Ok also ok doch das heisst quasi die beiden Geschwindigkeiten würden sich gegenseitig aufheben und er würde an dem Punkt auftreffen, an dem ich ihn losgeworfen habe?!


----------



## Night falls (10. November 2008)

Das ist richtig, der Gegenstand kommt genau da auf dem Boden auf wo er losgeworfen wurde.


----------



## PARAS.ID (10. November 2008)

Also, nach der Annahme das sich die geschwidnigkeiten aufheben müsste es ja heißen, es wäre dieser Sachverhalt:
http://img514.imageshack.us/img514/1905/unbenannttl4.png



Scheint mir sehr unwahrscheinlich,obwohl ich auch in Physik ne 4 hab.


Ich würd eher sagen das die trägheit des Steines selber noch mitberechnet werden soltle ,sodass es wahrscheinlich zu einem gewissen prozentsatzes des Weges noch nach hitnen fällt.

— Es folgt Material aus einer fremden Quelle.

PR #153, opened 2015-09-28
Create contivctl.md

shaleman:
This adds a Readme file for how to use contivctl command line tool

### DIFF
--- a/docs/contivctl.md
+++ b/docs/contivctl.md
@@ -1,0 +1,226 @@
+## contivctl
+
+contivctl command line tool lets you add/modify/delete objects into contiv object model using REST api.
+
+Command can be found under $GOPATH/bin directory (/opt/gopath/bin in vagrant VMs) after a build. 
+Currently, contivctl needs to be run on the same host where netmaster is running
+
+## Usage
+
+```
+vagrant@netplugin-node1:~$ contivctl --help
+usage: contivctl [-h] [--version] {policy,rule,group,network} ...
+
+positional arguments:
+  {policy,rule,group,network}
+    policy              Policy operations
+    rule                Rule add/delete
+    group               Endpoint group operations
+    network             Network operations
+
+optional arguments:
+  -h, --help            show this help message and exit
+  --version             show program's version number and exit
+```
+
+### Creating networks
+
+```
+vagrant@netplugin-node1:~$ contivctl network create --help
+usage: contivctl network create [-h] [-tenantName TENANTNAME]
+                                [-public {yes,no}] [-encap {vlan,vxlan}]
+                                -subnet SUBNET -defaultGw DEFAULTGW
+                                networkName
+
+positional arguments:
+  networkName           Network name
+
+optional arguments:
+  -h, --help            show this help message and exit
+  -tenantName TENANTNAME
+  -public {yes,no}      Is this a public network
+  -encap {vlan,vxlan}   Packet tag
+  -subnet SUBNET        Subnet addr/mask
+  -defaultGw DEFAULTGW  default GW
+```
+
+#### Examples
+
+Following creates a vxlan network called production under default tenant and assigns a subnet to it
+
+```
+vagrant@netplugin-node1:~$ contivctl network create production -encap=vxlan -subnet=20.20.20.0/24 -defaultGw=20.20.20.254
+Creating network default:production
+Network Create response is: {"key":"default:production","defaultGw":"20.20.20.254","encap":"vxlan","isPrivate":true,"networkName":"production","subnet":"20.20.20.0/24","tenantName":"default","link-sets":{},"links":{"Tenant":{"type":"tenant","key":"default"}}}
+```
+
+Following lists all networks under default tenant
+
+```
+vagrant@netplugin-node1:~$ contivctl network list
+Listing all networks for tenant default
+Network		Public	Encap	Subnet			Gateway
+private		No	vxlan	10.1.0.0/16		10.1.254.254
+public		Yes	vlan	192.168.1.0/24		192.168.1.254
+production		No	vxlan	20.20.20.0/24		20.20.20.254
+```
+
+Following deletes a network from default tenant
+
+```
+vagrant@netplugin-node1:~$ contivctl network delete production
+Deleting network default:production
+```
+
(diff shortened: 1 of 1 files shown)


docs/contivctl.md
```diff
@@ -0,0 +1,226 @@
+## contivctl
+
+contivctl command line tool lets you add/modify/delete objects into contiv object model using REST api.
```
mapuri: suggest to use the back-quote markup for keywords like `contivctl`, `netmaster` and paths like `$GOPATH/bin` etc. It brings out the emphasis pretty nicely and makes docs a lot more readable.

docs/contivctl.md
```diff
@@ -0,0 +1,226 @@
...
+
+Command can be found under $GOPATH/bin directory (/opt/gopath/bin in vagrant VMs) after a build.
```
mapuri: suggest to add a **Note:** tag before this line so that it get's necessary attention of the reader.

docs/contivctl.md
```diff
@@ -0,0 +1,226 @@
...
+    rule                Rule add/delete
+    group               Endpoint group operations
+    network             Network operations
+
+optional arguments:
+  -h, --help            show this help message and exit
+  --version             show program's version number and exit
+```
+
+### Creating networks
```
mapuri: May be this section should be called just `Networks` as it walk through examples of creation, listing and deletion.

Same goes for section on policies, rules an groups.

Also wondering if these sections shall start with one-liner descriptions of what a network, group, policy and rule mean. That will give reader some insight into the concepts. We can also put cross-reference to more detailed write-ups in future for interested readers.

docs/contivctl.md
```diff
@@ -0,0 +1,226 @@
...
+  -tenantName TENANTNAME
+  -public {yes,no}      Is this a public network
+  -encap {vlan,vxlan}   Packet tag
+  -subnet SUBNET        Subnet addr/mask
+  -defaultGw DEFAULTGW  default GW
+```
+
+#### Examples
+
+Following creates a vxlan network called production under default tenant and assigns a subnet to it
```
mapuri: It will be nice to use back-quote for keywords/proper-nouns like `production` and `default`, same goes for examples below.

docs/contivctl.md
```diff
@@ -0,0 +1,226 @@
...
+
+optional arguments:
+  -h, --help            show this help message and exit
+  -tenantName TENANTNAME
+
+```
+
+#### Example
+
+Following creates a policy names 'webTier'
```
mapuri: s / a policy names 'webTier' / a policy named `webTier`

docs/contivctl.md
```diff
@@ -0,0 +1,226 @@
...
+  -network NETWORK      Name of network
+  -ipAddress IPADDRESS  IP address/mask
+  -protocol {tcp,udp,icmp,igmp}
+                        IP protocol
+  -port PORT            tcp/udp port number
+  -action {accept,deny}
+                        Accept or deny
+```
+
+All rules have a  rule Id which uniquely identifies the rule under a policy. Rule Id is a string that can be anything user chooses. Rule id does not specify the order in which rules are applied. User has to specify the priority for the rule. Higher the priority, higher preference a rule gets. In following example, we add a default deny rule which uses default priority 1 and a allow web traffic rule which is at higher priority 10.
```
mapuri: s / a  rule Id / a rule Id 

there is an extra space before `rule`

mapuri:
LGTM except for some minor comments.

Also while reviewing I got this idea (not sure if it too crazy). I think we should consider moving `contivctl` to `contiv/objmodel` project as we should be able to use this for volplugin intent as well.

More so it will be super useful if we can auto-generate the the cli sub-commands (i.e. `object` and `fields` keywords below) and respective logic from the model meta-data.

```
contivctl [create|delete|list] {object} [{field} value] <object-key(s)>
```

docs/contivctl.md
shaleman: sounds good

docs/contivctl.md
shaleman: thanks. Sounds good

docs/contivctl.md
shaleman: Thanks. I'll change the heading.

Yeah, i think i need to create a read me for contiv object model so that we can point it to people and refer it from this document

docs/contivctl.md
shaleman: Sure. Thx

docs/contivctl.md
```diff
@@ -0,0 +1,227 @@
+## contivctl
+
+contivctl command line tool lets you add/modify/delete objects into contiv object model using REST api.
+
+*Note:*
+`contivctl` Command can be found under `$GOPATH/bin` directory (`/opt/gopath/bin` in vagrant VMs) after a build. 
+Currently, `contivctl` needs to be run on the same host where `netmaster` is running
+
+## Usage
+
```
jainvipin: Would you think it makes sense to provide with 3 steps for someone to try out a policy between two containers?
I think it makes perfect sense to keep the usage, etc. but before any of that, we can let users try as they understand the concepts.

shaleman: Yeah, let me add a quick start section at the top that shows few simple steps to use the policies

mapuri: @shaleman @jainvipin  

I think if we do consider putting an example deployment configuration in this document then may be we should also consider renaming this file to some thing like `ConfiguringPolicies.md` or something? otherwise it might be hard for the users to relate the contents from the file-name.

BTW while looking at `docs` directory, I think `docs/ConfigDetails.md` is now obsolete, is that correct?

jainvipin: @mapuri - agree about renaming
docs/ConfigDetails.md is obsolete I think, we shouldn't encourage using that interface. Removing that and/or replacing a reference to contivctl would be helpful in main README.md

shaleman: @mapuri thats a good point.
@jainvipin 
This file is too detailed for an end user. Let me add a separate user facing document about contiv object model and how to use contivctl command. I'll structure it the way you mentioned above.
after that we can remove references to docs/ConfigDetails.md

PR #155, opened 2015-09-28
Update systemtests

erikh:
@mapuri this updates the system tests from systemtests-utils to use the new branch with the netplugin stuff removed. This branch is in a PR at https://github.com/contiv/systemtests-utils/pull/2.

The code contains no logic changes, just package name adjustments for all edits that don't change whole files.

I attempted to partition the commits, but I goofed up and forgot to remove the ovs.go file the first time around in the original systemtests-utils PR. If it's not a huge deal, rewriting it would kind of be a pain to do.

PTAL and let me know if adjustments need to be made.


systemtests/utils/utils.go
```diff
@@ -53,14 +54,14 @@ func StopOnError(testFailed bool) {
...
 // ConfigCleanupCommon performs common cleanup after each test
-func ConfigCleanupCommon(t *testing.T, nodes []TestbedNode) {
+func ConfigCleanupCommon(t *testing.T, nodes []stu.TestbedNode) {
 
 	if !OkToCleanup(t.Failed()) {
 		return
 	}
 
 	for _, node := range nodes {
-		cmdStr := "sh -c 'sudo $GOSRC/github.com/contiv/netplugin/scripts/cleanup'"
```
mapuri: I vaguely remember these changes were needed when we brought in  DIND tests. I think it is ok to revert these now since we don't run DIND sanity anymore, but just making a note of it for myself in case we need to revisit DIND sanity in future.

mapuri:
thanks @erikh 

The changes look good to me, we can merge once the sanities pass. 

I didn't completely get the comment regarding `ovs.go` file, but it looks fine to me. I think you want to squash the changes before merge.

systemtests/utils/utils.go
erikh: You know, I'm surprised that change is in there, must be an artifact of changes I did earlier that didn't get vendored in or something.

I can get rid of it if it is an issue.

erikh:
@mapuri I just added the ovs.go late by accident is all. I'll squash in a second.

PR #161, opened 2015-10-09
tcp flags changes

shaleman:
Add TCP flags to policy os that we can match on syn/ack flags
Set container link MTU to 1450 to account for vxlan overhead
Add a reverse proxy to access container web pages
minor fixes to contivctl and other python scripts

### DIFF
--- a/drivers/ovsSwitch.go
+++ b/drivers/ovsSwitch.go
@@ -30,7 +30,7 @@ import (
 )
 
 const useVethPair = true
-const vxlanVethMtu = 1450
+const vxlanEndpointMtu = 1450
 
 // OvsSwitch represents on OVS bridge instance
 type OvsSwitch struct {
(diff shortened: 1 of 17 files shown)


shaleman:
If there are no comments, i'd like to merge this PR.

drivers/ovsSwitch.go
```diff
@@ -223,6 +233,14 @@ func (sw *OvsSwitch) CreatePort(intfName string, cfgEp *OvsCfgEndpointState, pkt
 			log.Errorf("Error setting link %s up. Err: %v", ovsPortName, err)
 			return err
 		}
+
+		// Set the link mtu to 1450 to allow for 50 bytes vxlan encap
+		// (inner eth header(14) + outer IP(20) outer UDP(8) + vxlan header(8))
+		err = setLinkMtu(intfName, vxlanVethMtu)
```
mapuri: just wondering if we need to worry about the mtu of the host link itself as well?

Also should we set mtu even for internal ports?

netmaster/main.go
```diff
@@ -209,6 +212,9 @@ func (d *daemon) ListenAndServe() {
 		})
 	}
 
+	// proxy Handler
+	router.PathPrefix("/proxy/").HandlerFunc(proxyHandler)
```
mapuri: I am not very clear on the use case for having proxy embedded inside netmaster. 

Shouldn't it be provided as a separate service like kube-proxy in kubernetes cluster? This will allow us to use other proxies later like nginx, ha-proxy etc, right?

drivers/ovsSwitch.go
shaleman: Good points.
- Yes, we need to make container MTU = host interface MTU - 50. I'm not sure how to do this yet.
- I'll make the change to set internal port MTU too.

netmaster/main.go
shaleman: - This is a hack to access the overlay networks in vagrant environment. Thats how Vipin demo'd accessing redid/web application from the browser on his laptop.
- Yes, we'll create a separate service routing proxy like kube-proxy

mapuri: ok, so do we need this code in 'master' then?

PR #165, opened 2015-10-16
README: use mkdir -p to create directory

unclejack:
The `src/github.com` directories might not exist and we should tell the users to use `mkdir -p` to create the whole directory structure.


jainvipin:
LGTM

PR #589, opened 2016-10-28
Makefile,Vagrantfile,scripts: fix systemd controls and allow docker version to become variable

erikh:
note that this also gets rid of the bespoke systemd units since they no longer work with 1.12 and up.

The sed should suffice for 1.11 too but I did not test it.

I'm sending the units/sanities to jenkins because it takes forever :)

PTAL and let me know if changes are required.


scripts/docker-tcp.socket
```diff
@@ -1,10 +0,0 @@
-[Unit]
```
gaurav-dalvi: I hope this wont cause trouble in out docker swarm setup. When you do `make demo` it brings up 3 node docker swarm cluster.

erikh:
Sanities are running but not passing, can someone look this over and tell me what's breaking so I can fix it?

erikh:
@abhinandanpb sanities are still breaking here after rebase; I'm going to re-push but the old log is here: http://contiv.ngrok.io/job/Netplugin%20Pull-Request%20Build%20Master/1117/ if you want to review it in case it's a heisenbug.

abhinandanpb:
@erikh some issue with sanity server.

erikh:
@abhinandanpb can we look into this tomorrow? third time I've pushed today and the third failure, I think something else is happening here that neither of us are seeing.

abhinandanpb:
ping @rchirakk . Any idea whats happening here ? Looks like its complaining about image pull issue in mesos test case.

abhinandanpb:
@erikh something to do with docker version ? Looks like mesos test case is not liking the docker version. @rchirakk might be a better person to answer that.

erikh:
@abhinandanpb ok; lmk if I can help debug somehow.

abhinandanpb:
@erikh this might be related to docker client not supporting/updated to support docker 1.12.

erikh:
sure; um, ok.
what do you want to do with this PR then? Are the mesos tests isolated?

abhinandanpb:
@rchirakk will try out a quick fix to use official dockerclient instead of samalba.

erikh:
I could also try upgrading the provisioned mesos to see if that'd help.

rchirakk:
@erikh, another option is disable mesos tests.
I can move it to docker client in another PR.

erikh:
nobody is in a rush. Let's figure out the mesos situation, it's probably a build time thing anyways.

I'll ping you on slack.

erikh:
after discussing with @rchirakk we discovered that the docker client used by our mesos integration is an older client that is incompatible with 1.12. I have advised @rchirakk to utilize the docker/docker client instead, which is the canonical one now.

Until then I don't think this can be merged.

rchirakk:
disabled tests in https://github.com/contiv/netplugin/pull/595, will enable it later with docker/docker client

erikh:
Thanks.

rchirakk:
@erikh please rebase and try

erikh:
There seems to be a problem installing 1.12.3 on ubuntu so I'm investigating that first.

gaurav-dalvi:
@erikh : Could you please remove the change in init_test.go and utils_test.go file ? I see those changes are in other PRs as well . (https://github.com/contiv/netplugin/pull/610)

erikh:
I will do that before this is ready to merge. I will comment here then.

erikh:
@jojimt this is passing and validates docker 1.12.3. Ready to merge, but I cleaned up the commits from #613 so this would be merged independently, so it's running the tests again.

erikh:
Passing and ready.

Zumidnest trifft mMn ein Stein ,den ich aus nem Fenster eiens autos nach hitnen werf (am Kilometerstein XY) nicht doch eifnach am kilometerstein XY wieder auf,da ich ihn ja in eine bewegung nach hinten versetz ,wobei das Fahrzeug sich in dem moment theoretisch fest auf punkt XY befidnet udn erst ab abwurf mit 100 km/h wieter bewegt.


----------



## Night falls (10. November 2008)

Nein, es ist nicht fest sondern in Bewegung und bewegt sich auch die ganze zeit. Würdest du beispielsweise aus einem Flugzeug ein Paket durch die Bodenluke fallen lassen (Den Luftwiderstand nicht beachtet) würde es aus deiner Sicht genau gerade herunter fallen. Es bewegt sich also mit der gleichen Geschwindigkeit wie das Flugzeug. Würdest du das Paket mit der Geschwindigkeit des Flugzeugs nach HINTEN aus der Bodenluke werfen, würde es sich für dich mit der Flugzeuggeschwindigkeit nach hinten bewegen und für einen außenstehenden Beobachter schnurgerade nach unten fallen und an dem Punkt ankommen an dem du es losgelassen hast.


----------



## Manoroth (11. November 2008)

also wenn cih was ausm auto FALLEn lasse fällt das gerade runter und saust net mit mir mit


----------



## Night falls (11. November 2008)

Nope, das ist nicht richtig.


----------



## Manoroth (11. November 2008)

in dem fall lass ich meine augen untersuchn^^


----------



## Fareel (11. November 2008)

Fall 1: Wie Night Falls sehr schön erklärt hat, würde der Stein beim fallenlassen mit gleicher Geschwindigkeit wie das Auto nach unten fallen (wenn kein Luftwiderstand herrscht!). Sprich, er bewegt sich auch mit 100km/h nach rechts. So ein Versuch wurde nur im Vakuum ( z.B Weltraum) funktionieren.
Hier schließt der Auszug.